**YOUR OBJECTIVE:** Every record here should be printed again exactly.

[Items from a dataset]
Issue #25, opened 2020-08-15
Add Cafeteria preset


TheAdventurer64:
The tag `fast_food=cafeteria` is used for a canteen, refectory or a cafeteria, a type of food service location in which there is little or no waiting staff table service, usually found within an institution such as an office building, factory, hospital, or school. 
Source: https://wiki.openstreetmap.org/wiki/Tag:fast_food%3Dcafeteria

Tag with `amenity=fast_food`and `fast_food=cafeteria`.

qugebert:
I think this can be closed as completed.

qugebert:
@tyrasd I think this can be closed as completed in #613

PR #613, opened 2022-10-11
Add preset Cafeteria

Morion-Self:
Add preset for Cafeteria.

See also #25

### DIFF
--- a/data/presets/amenity/fast_food/cafeteria.json
+++ b/data/presets/amenity/fast_food/cafeteria.json
@@ -1,0 +1,18 @@
+{
+    "icon": "maki-restaurant",
+    "geometry": [
+        "point",
+        "area"
+    ],
+    "terms": [
+        "eat",
+        "breakfast",
+        "dining",
+        "dinner"
+    ],
+    "tags": {
+        "amenity": "fast_food",
+        "fast_food": "cafeteria"
+    },
+    "name": "Cafeteria"
+}
--- a/data/presets/amenity/fast_food/cafeteria.json
+++ b/data/presets/amenity/fast_food/cafeteria.json
@@ -5,10 +5,10 @@
         "area"
     ],
     "terms": [
-        "eat",
-        "breakfast",
-        "dining",
-        "dinner"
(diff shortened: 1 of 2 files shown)


data/presets/amenity/fast_food/cafeteria.json
```diff
@@ -0,0 +1,18 @@
...
+    "icon": "maki-restaurant",
+    "geometry": [
+        "point",
+        "area"
+    ],
+    "terms": [
+        "eat",
+        "breakfast",
+        "dining",
+        "dinner"
```
tyrasd, line 11: I would replace these generic terms with some that are specific to the preset.

```suggestion
        "canteen",
        "dining hall",
        "lunchroom",
        "refectory"
```

data/presets/amenity/fast_food/cafeteria.json
```diff
@@ -0,0 +1,18 @@
...
+    ],
+    "tags": {
+        "amenity": "fast_food",
+        "fast_food": "cafeteria"
+    },
```
tyrasd, line 16: I'd include the `access` field as some cafeteria's might be not be open to the general public.

```suggestion
    },
    "fields": [
        "{amenity/fast_food}",
        "access_simple"
    ],
```
what do you think?

tyrasd (commented):
It's a bit unfortunate that there is also a second tag for these ([amenity=canteen`](https://wiki.openstreetmap.org/wiki/Tag:amenity%3Dcanteen)). This tag has significantly more uses, though, so I'd be fine to go with this one.

See some comments below.

data/presets/amenity/fast_food/cafeteria.json
Morion-Self: Yes, I agree

data/presets/amenity/fast_food/cafeteria.json
Morion-Self: Yes, I agree

tyrasd (approved):

PR #620, opened 2022-10-20
generator:method=solar -> generator:source=solar

Marc-marc-marc:


tyrasd:
:+1: The osm wiki lists this as a [possible tagging mistake](https://wiki.openstreetmap.org/w/index.php?title=Tag:generator:source%3Dsolar&oldid=2423177#Possible_Tagging_Mistakes). Here are some current stats for context:

* `generator:method=solar` 8k uses ([taginfo](https://taginfo.openstreetmap.org/tags/generator%3Amethod=solar))
* `generator:source=solar` 1.4M uses ([taginfo](https://taginfo.openstreetmap.org/tags/generator%3Asource=solar))

PR #629, opened 2022-11-01
give more info about situation

matkoniecz:
if we are giving background then it is worth mentioning that it is not only project documenting tagging and not even the only preset

### DIFF
--- a/README.md
+++ b/README.md
@@ -16,6 +16,7 @@ This Tagging Schema fills that need, but with a number of caveats:
 - Our primary aim is to serve the needs of iD mappers (but other tools are welcome to use this too)
 - We support tags based on practicality, usage, and community approval
 - Sometimes there are reasons we can't support a tag even if it's used or approved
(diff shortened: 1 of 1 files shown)


tordans:
Is this bullet really a "caveats" for this project in the same ways the others are. I see it more as  a separate line (without bullets) below the list. As a reference in se sense "FYI you might also want to look at …".

I think the "also" can be dropped in the sentence.

And adding links to those other projects would be great, so one can actually head over there and lern more about it. (If there is no proper URL to link to, maybe its not the right fit for this list…)

matkoniecz:
> Is this bullet really a "caveats" for this project in the same ways the others are. 

Kind of?

Note "editing tools need to know how tags are used in order to facilitate mapping" - and this makes clear that there are also other major editing tools that do not use it all.

tyrasd:
I've put this into the "related projects" section of the readme.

**RESULT FOR THIS EXERCISE:**
Issue #25, opened 2020-08-15
Add Cafeteria preset


TheAdventurer64:
The tag `fast_food=cafeteria` is used for a canteen, refectory or a cafeteria, a type of food service location in which there is little or no waiting staff table service, usually found within an institution such as an office building, factory, hospital, or school. 
Source: https://wiki.openstreetmap.org/wiki/Tag:fast_food%3Dcafeteria

Tag with `amenity=fast_food`and `fast_food=cafeteria`.

qugebert:
I think this can be closed as completed.

qugebert:
@tyrasd I think this can be closed as completed in #613

PR #613, opened 2022-10-11
Add preset Cafeteria

Morion-Self:
Add preset for Cafeteria.

See also #25

### DIFF
--- a/data/presets/amenity/fast_food/cafeteria.json
+++ b/data/presets/amenity/fast_food/cafeteria.json
@@ -1,0 +1,18 @@
+{
+    "icon": "maki-restaurant",
+    "geometry": [
+        "point",
+        "area"
+    ],
+    "terms": [
+        "eat",
+        "breakfast",
+        "dining",
+        "dinner"
+    ],
+    "tags": {
+        "amenity": "fast_food",
+        "fast_food": "cafeteria"
+    },
+    "name": "Cafeteria"
+}
--- a/data/presets/amenity/fast_food/cafeteria.json
+++ b/data/presets/amenity/fast_food/cafeteria.json
@@ -5,10 +5,10 @@
         "area"
     ],
     "terms": [
-        "eat",
-        "breakfast",
-        "dining",
-        "dinner"
(diff shortened: 1 of 2 files shown)


data/presets/amenity/fast_food/cafeteria.json
```diff
@@ -0,0 +1,18 @@
...
+    "icon": "maki-restaurant",
+    "geometry": [
+        "point",
+        "area"
+    ],
+    "terms": [
+        "eat",
+        "breakfast",
+        "dining",
+        "dinner"
```
tyrasd, line 11: I would replace these generic terms with some that are specific to the preset.

```suggestion
        "canteen",
        "dining hall",
        "lunchroom",
        "refectory"
```

data/presets/amenity/fast_food/cafeteria.json
```diff
@@ -0,0 +1,18 @@
...
+    ],
+    "tags": {
+        "amenity": "fast_food",
+        "fast_food": "cafeteria"
+    },
```
tyrasd, line 16: I'd include the `access` field as some cafeteria's might be not be open to the general public.

```suggestion
    },
    "fields": [
        "{amenity/fast_food}",
        "access_simple"
    ],
```
what do you think?

tyrasd (commented):
It's a bit unfortunate that there is also a second tag for these ([amenity=canteen`](https://wiki.openstreetmap.org/wiki/Tag:amenity%3Dcanteen)). This tag has significantly more uses, though, so I'd be fine to go with this one.

See some comments below.

data/presets/amenity/fast_food/cafeteria.json
Morion-Self: Yes, I agree

data/presets/amenity/fast_food/cafeteria.json
Morion-Self: Yes, I agree

tyrasd (approved):

PR #620, opened 2022-10-20
generator:method=solar -> generator:source=solar

Marc-marc-marc:


tyrasd:
:+1: The osm wiki lists this as a [possible tagging mistake](https://wiki.openstreetmap.org/w/index.php?title=Tag:generator:source%3Dsolar&oldid=2423177#Possible_Tagging_Mistakes). Here are some current stats for context:

* `generator:method=solar` 8k uses ([taginfo](https://taginfo.openstreetmap.org/tags/generator%3Amethod=solar))
* `generator:source=solar` 1.4M uses ([taginfo](https://taginfo.openstreetmap.org/tags/generator%3Asource=solar))

PR #629, opened 2022-11-01
give more info about situation

matkoniecz:
if we are giving background then it is worth mentioning that it is not only project documenting tagging and not even the only preset

### DIFF
--- a/README.md
+++ b/README.md
@@ -16,6 +16,7 @@ This Tagging Schema fills that need, but with a number of caveats:
 - Our primary aim is to serve the needs of iD mappers (but other tools are welcome to use this too)
 - We support tags based on practicality, usage, and community approval
 - Sometimes there are reasons we can't support a tag even if it's used or approved
(diff shortened: 1 of 1 files shown)


tordans:
Is this bullet really a "caveats" for this project in the same ways the others are. I see it more as  a separate line (without bullets) below the list. As a reference in se sense "FYI you might also want to look at …".

I think the "also" can be dropped in the sentence.

And adding links to those other projects would be great, so one can actually head over there and lern more about it. (If there is no proper URL to link to, maybe its not the right fit for this list…)

matkoniecz:
> Is this bullet really a "caveats" for this project in the same ways the others are. 

Kind of?

Note "editing tools need to know how tags are used in order to facilitate mapping" - and this makes clear that there are also other major editing tools that do not use it all.

tyrasd:
I've put this into the "related projects" section of the readme.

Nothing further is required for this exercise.